> **About this exercise**: Locate the string "rstrip" in the records below. Copy every line where it occurs.

*** Provided data Section Begins ***

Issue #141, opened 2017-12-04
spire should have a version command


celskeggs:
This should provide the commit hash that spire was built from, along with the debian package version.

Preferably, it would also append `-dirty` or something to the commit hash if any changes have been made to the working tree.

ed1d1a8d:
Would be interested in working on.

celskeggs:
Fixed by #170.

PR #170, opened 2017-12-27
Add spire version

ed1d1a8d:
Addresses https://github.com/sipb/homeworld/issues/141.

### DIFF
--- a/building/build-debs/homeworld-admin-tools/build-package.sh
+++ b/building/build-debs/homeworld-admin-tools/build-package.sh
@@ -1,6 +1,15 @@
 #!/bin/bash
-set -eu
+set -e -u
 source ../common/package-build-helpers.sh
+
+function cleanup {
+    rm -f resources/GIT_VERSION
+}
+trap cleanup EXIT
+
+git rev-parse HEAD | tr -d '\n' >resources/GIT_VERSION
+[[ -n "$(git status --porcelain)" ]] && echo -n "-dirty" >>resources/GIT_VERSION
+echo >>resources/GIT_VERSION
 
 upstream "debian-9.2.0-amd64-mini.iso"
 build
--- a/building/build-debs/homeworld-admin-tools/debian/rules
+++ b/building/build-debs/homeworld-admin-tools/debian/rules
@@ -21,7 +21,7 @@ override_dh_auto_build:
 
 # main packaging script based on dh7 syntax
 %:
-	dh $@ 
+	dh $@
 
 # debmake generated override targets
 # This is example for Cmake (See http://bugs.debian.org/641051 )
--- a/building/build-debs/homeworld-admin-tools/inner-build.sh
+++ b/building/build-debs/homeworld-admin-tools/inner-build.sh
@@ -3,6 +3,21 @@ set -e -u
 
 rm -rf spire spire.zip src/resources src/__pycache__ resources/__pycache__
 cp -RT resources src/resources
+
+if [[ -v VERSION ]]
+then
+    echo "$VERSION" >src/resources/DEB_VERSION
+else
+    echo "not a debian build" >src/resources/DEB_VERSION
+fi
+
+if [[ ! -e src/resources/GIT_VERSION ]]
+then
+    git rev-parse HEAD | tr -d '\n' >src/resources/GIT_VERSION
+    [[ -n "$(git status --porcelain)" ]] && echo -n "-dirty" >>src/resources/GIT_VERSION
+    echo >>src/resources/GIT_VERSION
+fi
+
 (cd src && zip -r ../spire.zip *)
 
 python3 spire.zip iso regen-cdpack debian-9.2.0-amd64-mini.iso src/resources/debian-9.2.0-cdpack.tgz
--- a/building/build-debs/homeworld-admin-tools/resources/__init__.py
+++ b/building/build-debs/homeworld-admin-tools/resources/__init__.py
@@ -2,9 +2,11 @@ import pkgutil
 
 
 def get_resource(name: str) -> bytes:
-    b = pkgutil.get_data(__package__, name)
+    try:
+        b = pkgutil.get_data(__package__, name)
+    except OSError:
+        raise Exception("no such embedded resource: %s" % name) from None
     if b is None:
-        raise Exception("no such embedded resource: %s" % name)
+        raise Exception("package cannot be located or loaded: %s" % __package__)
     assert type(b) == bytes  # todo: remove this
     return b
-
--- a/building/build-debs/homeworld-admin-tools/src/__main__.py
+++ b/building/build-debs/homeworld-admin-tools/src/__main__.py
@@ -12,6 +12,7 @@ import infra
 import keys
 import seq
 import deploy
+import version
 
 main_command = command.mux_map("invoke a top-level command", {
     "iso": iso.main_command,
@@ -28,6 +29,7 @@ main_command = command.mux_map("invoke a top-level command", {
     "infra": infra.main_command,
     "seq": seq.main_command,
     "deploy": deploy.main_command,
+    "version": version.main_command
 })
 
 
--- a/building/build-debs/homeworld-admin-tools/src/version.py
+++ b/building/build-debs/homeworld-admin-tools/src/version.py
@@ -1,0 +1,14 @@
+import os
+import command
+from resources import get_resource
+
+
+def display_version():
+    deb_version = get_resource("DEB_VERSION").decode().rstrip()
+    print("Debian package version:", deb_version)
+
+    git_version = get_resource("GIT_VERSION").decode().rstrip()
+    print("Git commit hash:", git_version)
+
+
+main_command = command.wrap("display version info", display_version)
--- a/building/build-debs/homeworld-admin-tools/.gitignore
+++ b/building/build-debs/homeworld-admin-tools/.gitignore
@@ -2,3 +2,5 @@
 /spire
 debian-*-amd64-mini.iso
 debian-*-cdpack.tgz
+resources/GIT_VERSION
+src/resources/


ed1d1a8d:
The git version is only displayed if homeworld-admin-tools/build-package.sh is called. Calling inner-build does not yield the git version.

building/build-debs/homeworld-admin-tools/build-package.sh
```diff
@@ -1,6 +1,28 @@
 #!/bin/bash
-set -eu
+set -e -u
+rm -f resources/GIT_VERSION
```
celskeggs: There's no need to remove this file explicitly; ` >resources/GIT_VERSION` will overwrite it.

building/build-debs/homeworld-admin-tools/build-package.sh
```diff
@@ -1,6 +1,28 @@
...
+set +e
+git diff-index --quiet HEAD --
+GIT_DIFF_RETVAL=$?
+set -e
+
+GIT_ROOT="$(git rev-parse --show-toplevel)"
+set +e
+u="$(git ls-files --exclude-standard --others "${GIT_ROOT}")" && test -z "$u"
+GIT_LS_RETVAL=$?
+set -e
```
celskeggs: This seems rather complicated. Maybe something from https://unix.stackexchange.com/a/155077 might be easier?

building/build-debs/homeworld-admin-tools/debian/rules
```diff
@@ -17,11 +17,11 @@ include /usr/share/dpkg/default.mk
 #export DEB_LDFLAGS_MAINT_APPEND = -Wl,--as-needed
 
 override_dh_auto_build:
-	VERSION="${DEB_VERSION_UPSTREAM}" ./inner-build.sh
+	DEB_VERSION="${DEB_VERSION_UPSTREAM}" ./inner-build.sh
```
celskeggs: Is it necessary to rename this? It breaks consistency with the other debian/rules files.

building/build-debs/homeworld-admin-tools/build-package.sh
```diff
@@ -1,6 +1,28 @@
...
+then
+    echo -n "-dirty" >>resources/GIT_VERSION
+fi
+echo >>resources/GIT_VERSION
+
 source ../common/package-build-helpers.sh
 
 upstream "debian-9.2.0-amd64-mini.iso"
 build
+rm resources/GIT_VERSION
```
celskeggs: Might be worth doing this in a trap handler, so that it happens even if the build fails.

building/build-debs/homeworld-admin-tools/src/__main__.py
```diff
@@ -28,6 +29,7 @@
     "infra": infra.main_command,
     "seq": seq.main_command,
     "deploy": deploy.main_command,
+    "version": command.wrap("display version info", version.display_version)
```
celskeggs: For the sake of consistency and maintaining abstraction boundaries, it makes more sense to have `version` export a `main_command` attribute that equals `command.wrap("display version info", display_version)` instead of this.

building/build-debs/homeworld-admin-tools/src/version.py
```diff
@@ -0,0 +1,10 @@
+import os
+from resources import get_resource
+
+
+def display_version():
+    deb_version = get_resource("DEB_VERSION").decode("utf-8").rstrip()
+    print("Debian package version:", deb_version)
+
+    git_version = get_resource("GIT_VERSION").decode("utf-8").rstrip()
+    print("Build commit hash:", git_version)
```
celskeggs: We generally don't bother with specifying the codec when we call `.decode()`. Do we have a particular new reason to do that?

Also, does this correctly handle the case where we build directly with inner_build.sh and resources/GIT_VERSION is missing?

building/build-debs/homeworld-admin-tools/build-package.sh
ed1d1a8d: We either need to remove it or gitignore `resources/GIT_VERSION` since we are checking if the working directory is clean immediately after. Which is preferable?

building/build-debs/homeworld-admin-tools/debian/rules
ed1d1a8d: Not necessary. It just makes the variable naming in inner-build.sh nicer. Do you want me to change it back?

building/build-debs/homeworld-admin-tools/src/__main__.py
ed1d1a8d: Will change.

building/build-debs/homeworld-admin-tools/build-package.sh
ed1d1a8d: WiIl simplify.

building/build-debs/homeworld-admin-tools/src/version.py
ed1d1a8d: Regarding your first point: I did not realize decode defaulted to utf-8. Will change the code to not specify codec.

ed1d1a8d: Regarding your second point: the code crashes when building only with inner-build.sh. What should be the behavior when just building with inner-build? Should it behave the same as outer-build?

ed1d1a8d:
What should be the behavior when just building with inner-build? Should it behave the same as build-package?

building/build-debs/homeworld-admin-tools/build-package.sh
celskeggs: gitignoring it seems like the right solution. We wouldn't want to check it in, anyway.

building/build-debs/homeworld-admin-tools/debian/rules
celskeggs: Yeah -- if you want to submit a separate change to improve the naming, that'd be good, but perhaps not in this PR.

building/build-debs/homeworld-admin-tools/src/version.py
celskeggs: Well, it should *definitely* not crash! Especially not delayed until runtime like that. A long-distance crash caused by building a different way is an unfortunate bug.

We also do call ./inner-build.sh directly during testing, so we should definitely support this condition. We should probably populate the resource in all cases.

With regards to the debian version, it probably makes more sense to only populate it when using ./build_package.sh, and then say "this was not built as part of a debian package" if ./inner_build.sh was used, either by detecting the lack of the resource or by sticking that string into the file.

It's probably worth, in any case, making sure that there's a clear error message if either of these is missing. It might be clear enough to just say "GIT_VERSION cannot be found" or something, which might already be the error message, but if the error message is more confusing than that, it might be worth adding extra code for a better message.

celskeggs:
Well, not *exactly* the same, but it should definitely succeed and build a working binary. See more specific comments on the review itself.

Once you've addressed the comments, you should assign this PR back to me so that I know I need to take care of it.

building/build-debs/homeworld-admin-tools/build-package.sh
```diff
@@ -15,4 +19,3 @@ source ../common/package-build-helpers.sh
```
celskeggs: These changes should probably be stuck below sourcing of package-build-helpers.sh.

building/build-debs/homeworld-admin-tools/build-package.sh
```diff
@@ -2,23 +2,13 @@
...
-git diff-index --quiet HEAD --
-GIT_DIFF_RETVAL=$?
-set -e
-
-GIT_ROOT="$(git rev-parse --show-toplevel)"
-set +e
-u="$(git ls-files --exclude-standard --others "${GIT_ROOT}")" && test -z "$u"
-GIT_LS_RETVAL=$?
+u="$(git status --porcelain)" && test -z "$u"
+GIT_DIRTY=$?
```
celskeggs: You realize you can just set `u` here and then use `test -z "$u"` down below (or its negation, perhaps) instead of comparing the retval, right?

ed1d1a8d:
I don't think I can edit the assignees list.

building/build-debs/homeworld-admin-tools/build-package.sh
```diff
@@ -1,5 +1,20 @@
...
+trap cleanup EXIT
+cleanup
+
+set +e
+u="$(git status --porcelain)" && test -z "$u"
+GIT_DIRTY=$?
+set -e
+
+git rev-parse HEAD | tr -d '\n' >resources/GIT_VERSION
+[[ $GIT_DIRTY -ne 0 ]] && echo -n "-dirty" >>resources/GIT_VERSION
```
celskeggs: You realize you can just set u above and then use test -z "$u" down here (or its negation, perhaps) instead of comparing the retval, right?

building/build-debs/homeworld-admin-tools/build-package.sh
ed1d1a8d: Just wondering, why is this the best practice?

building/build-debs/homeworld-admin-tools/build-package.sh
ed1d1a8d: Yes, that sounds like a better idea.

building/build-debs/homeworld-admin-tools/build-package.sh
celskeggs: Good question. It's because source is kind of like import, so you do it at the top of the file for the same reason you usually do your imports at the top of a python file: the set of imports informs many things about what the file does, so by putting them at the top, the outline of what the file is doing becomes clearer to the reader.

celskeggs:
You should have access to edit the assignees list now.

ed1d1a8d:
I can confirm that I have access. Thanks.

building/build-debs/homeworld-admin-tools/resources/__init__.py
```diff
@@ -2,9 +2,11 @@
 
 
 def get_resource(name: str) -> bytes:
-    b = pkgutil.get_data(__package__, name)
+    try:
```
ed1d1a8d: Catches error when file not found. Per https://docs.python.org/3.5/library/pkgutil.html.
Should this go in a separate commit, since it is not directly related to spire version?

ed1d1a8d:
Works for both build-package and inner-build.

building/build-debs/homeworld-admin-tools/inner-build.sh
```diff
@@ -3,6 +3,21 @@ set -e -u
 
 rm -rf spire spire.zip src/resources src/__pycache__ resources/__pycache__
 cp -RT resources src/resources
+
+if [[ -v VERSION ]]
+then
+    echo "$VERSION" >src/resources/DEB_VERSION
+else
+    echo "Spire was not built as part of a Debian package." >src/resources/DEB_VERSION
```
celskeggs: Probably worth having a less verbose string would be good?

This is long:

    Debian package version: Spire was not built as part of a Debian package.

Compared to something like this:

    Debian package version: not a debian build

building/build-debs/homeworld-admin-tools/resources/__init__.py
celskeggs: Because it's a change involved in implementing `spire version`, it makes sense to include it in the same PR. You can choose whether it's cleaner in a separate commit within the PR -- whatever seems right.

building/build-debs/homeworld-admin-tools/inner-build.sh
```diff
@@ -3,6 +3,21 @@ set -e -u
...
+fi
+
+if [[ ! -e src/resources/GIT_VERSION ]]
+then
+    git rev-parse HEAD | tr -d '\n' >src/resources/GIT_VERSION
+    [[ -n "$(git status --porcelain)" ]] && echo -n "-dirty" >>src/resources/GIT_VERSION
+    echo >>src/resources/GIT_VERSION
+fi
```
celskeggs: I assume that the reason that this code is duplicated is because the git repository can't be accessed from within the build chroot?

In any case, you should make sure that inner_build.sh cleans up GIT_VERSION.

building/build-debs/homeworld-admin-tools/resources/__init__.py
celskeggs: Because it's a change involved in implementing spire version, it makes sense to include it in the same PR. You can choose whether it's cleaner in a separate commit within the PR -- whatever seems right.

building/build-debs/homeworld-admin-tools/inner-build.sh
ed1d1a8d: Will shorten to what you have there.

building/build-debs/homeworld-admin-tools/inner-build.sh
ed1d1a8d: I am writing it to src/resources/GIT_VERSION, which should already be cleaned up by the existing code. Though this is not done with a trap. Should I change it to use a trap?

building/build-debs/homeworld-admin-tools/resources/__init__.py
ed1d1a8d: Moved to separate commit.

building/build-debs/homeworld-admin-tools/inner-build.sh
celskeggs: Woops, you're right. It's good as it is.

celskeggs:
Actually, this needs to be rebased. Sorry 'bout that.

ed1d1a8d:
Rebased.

*** Provided data Section Ends ***
*** Provided data Section Begins ***

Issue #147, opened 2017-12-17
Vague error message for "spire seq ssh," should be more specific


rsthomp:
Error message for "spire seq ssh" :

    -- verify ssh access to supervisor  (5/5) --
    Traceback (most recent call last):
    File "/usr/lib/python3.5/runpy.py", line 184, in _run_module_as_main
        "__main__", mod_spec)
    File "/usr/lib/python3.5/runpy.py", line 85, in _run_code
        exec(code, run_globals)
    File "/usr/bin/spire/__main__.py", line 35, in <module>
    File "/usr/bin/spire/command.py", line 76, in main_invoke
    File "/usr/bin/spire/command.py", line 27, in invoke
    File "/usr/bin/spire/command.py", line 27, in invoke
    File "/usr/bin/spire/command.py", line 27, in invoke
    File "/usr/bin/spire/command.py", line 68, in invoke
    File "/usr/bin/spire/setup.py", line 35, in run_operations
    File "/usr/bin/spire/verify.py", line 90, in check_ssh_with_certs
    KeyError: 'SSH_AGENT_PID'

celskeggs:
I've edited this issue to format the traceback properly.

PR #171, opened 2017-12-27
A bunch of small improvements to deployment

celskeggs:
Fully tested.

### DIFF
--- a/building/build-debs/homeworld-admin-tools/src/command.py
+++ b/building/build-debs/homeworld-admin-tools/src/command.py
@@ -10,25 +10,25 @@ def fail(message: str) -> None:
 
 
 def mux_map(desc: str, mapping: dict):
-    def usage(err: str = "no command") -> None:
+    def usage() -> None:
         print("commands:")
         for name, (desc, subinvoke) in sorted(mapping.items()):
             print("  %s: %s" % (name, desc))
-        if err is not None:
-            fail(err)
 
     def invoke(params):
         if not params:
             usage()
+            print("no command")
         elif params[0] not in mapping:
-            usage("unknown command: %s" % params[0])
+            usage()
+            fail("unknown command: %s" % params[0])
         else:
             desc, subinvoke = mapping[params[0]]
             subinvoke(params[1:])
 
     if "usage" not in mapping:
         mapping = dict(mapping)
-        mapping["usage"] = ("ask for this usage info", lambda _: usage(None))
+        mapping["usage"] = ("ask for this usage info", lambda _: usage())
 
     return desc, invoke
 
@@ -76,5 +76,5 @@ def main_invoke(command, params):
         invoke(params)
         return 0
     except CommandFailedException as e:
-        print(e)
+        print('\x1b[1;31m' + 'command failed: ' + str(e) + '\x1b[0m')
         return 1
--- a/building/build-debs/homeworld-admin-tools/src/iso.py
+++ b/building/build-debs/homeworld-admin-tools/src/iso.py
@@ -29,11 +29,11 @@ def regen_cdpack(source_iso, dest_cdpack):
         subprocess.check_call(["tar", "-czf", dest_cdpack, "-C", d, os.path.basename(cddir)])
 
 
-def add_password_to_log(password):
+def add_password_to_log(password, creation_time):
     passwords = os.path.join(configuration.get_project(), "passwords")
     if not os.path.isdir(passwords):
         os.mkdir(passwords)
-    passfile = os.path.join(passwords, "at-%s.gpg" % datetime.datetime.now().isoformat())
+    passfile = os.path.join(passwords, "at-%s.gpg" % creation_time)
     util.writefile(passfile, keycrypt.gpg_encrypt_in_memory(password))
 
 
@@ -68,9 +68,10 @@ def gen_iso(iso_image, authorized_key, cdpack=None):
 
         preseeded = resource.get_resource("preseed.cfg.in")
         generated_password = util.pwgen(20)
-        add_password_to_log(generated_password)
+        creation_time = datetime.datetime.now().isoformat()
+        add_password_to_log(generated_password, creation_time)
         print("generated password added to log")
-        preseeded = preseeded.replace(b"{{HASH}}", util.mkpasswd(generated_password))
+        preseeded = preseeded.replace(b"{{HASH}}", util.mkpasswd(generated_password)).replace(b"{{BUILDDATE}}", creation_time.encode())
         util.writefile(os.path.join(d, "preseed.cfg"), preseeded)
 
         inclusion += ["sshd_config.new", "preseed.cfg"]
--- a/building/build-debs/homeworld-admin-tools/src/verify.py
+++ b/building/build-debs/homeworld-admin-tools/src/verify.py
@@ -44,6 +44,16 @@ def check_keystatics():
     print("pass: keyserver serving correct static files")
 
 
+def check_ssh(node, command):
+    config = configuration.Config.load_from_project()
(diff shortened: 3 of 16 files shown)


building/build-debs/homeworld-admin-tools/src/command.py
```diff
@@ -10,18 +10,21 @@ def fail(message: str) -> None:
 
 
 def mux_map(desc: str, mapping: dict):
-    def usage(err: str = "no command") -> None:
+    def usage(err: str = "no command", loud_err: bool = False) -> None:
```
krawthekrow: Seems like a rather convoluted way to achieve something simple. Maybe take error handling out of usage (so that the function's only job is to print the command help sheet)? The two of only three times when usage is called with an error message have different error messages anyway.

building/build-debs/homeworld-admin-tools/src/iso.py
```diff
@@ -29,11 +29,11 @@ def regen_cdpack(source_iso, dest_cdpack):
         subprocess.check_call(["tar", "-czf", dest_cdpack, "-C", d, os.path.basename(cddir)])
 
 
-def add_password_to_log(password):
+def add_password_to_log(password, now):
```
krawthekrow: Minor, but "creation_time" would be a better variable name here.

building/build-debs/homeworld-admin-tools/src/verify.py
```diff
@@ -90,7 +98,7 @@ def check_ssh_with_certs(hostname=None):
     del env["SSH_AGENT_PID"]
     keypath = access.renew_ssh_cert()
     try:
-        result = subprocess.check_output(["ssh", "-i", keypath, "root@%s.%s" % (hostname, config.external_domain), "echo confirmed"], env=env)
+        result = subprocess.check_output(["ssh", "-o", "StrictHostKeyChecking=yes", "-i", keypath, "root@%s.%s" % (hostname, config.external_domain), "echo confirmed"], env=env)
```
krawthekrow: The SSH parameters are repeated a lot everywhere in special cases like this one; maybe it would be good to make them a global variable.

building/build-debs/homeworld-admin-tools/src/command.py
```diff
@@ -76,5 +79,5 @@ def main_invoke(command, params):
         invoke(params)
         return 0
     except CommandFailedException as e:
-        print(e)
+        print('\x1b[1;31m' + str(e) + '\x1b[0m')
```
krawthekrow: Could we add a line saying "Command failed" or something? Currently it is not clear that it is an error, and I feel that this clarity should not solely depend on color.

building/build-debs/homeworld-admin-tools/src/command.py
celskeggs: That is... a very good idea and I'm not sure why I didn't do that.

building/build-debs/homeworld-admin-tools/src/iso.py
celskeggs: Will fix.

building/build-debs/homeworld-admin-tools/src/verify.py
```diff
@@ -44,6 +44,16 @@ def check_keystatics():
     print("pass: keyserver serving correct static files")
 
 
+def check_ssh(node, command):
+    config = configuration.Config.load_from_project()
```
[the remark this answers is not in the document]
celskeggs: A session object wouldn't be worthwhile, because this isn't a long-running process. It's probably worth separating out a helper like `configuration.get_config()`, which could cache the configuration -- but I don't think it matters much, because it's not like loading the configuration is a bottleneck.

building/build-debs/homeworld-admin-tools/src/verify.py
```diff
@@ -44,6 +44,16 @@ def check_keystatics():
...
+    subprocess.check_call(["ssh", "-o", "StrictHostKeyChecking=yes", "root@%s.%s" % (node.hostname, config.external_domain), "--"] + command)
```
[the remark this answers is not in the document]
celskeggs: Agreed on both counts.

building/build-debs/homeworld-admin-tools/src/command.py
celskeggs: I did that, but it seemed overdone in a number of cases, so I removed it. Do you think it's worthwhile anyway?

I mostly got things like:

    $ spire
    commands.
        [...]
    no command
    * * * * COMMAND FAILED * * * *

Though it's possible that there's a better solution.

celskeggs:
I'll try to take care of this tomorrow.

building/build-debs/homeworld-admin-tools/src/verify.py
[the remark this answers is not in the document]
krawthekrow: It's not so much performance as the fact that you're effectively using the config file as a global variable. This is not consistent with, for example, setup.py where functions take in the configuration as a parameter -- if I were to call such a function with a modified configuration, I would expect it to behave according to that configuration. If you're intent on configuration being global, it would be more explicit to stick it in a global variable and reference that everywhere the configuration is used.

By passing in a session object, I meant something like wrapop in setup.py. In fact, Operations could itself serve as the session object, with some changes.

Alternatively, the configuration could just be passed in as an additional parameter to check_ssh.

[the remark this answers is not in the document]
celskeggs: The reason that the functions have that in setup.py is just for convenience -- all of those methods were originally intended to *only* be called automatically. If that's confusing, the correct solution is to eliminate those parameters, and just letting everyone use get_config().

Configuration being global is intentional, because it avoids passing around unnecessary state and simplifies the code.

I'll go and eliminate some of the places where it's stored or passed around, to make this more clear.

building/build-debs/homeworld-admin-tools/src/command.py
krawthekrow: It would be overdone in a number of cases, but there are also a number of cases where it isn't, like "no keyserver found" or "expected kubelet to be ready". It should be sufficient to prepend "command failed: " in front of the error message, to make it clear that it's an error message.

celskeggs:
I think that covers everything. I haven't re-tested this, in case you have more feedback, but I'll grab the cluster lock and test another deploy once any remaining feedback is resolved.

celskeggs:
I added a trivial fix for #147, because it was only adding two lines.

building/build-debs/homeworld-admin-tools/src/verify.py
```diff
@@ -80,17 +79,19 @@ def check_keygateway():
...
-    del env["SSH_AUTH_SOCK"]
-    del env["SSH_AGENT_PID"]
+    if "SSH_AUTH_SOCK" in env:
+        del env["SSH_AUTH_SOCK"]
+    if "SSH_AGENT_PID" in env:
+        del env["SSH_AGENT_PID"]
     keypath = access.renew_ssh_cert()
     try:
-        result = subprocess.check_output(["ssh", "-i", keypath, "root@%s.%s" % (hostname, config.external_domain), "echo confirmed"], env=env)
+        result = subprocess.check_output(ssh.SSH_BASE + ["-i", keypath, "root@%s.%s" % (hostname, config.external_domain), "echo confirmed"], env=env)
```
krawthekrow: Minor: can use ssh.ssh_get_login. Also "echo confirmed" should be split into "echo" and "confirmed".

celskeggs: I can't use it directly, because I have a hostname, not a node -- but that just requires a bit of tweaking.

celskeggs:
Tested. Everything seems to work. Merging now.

*** Provided data Section Ends ***
*** Provided data Section Begins ***

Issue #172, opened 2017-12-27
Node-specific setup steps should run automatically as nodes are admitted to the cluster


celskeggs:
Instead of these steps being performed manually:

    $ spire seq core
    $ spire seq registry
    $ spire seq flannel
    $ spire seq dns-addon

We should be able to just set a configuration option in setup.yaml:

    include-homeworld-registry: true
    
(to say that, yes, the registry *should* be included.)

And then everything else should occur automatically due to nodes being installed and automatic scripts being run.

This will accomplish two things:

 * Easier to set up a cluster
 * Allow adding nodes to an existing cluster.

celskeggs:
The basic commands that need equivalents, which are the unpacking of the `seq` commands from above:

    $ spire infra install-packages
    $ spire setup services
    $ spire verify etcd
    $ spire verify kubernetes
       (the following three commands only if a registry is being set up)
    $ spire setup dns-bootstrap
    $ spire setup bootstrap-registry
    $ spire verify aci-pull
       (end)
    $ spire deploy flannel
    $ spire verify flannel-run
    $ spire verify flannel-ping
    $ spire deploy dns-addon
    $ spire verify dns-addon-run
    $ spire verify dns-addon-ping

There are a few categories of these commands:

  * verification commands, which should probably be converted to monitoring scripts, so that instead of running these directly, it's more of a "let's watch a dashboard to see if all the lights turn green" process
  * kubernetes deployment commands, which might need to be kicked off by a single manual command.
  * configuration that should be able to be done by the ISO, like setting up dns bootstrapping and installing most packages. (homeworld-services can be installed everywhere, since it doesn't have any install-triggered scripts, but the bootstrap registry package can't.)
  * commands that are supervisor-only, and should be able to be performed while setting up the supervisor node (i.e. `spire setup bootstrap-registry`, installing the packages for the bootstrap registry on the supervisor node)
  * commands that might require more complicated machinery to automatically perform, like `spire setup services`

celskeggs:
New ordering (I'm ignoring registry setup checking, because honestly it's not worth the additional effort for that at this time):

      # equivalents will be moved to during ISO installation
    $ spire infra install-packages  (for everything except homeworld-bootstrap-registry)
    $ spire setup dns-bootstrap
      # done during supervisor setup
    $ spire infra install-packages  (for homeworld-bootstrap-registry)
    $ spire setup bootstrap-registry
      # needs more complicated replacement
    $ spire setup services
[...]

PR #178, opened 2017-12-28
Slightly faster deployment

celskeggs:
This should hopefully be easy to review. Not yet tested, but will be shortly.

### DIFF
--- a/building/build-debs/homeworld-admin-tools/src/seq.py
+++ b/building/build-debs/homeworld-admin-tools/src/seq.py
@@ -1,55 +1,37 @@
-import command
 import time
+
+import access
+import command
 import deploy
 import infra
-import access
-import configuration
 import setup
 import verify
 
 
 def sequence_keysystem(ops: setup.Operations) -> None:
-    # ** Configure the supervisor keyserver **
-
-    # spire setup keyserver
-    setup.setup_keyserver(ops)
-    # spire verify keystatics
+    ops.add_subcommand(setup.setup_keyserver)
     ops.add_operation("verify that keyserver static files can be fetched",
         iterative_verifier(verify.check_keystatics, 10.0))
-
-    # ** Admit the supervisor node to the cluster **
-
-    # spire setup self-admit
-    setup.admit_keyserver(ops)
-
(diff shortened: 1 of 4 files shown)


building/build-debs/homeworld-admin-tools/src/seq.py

*** Provided data Section Ends ***

> **Exercise output**:
+    deb_version = get_resource("DEB_VERSION").decode().rstrip()
+    git_version = get_resource("GIT_VERSION").decode().rstrip()
+    deb_version = get_resource("DEB_VERSION").decode("utf-8").rstrip()
+    git_version = get_resource("GIT_VERSION").decode("utf-8").rstrip()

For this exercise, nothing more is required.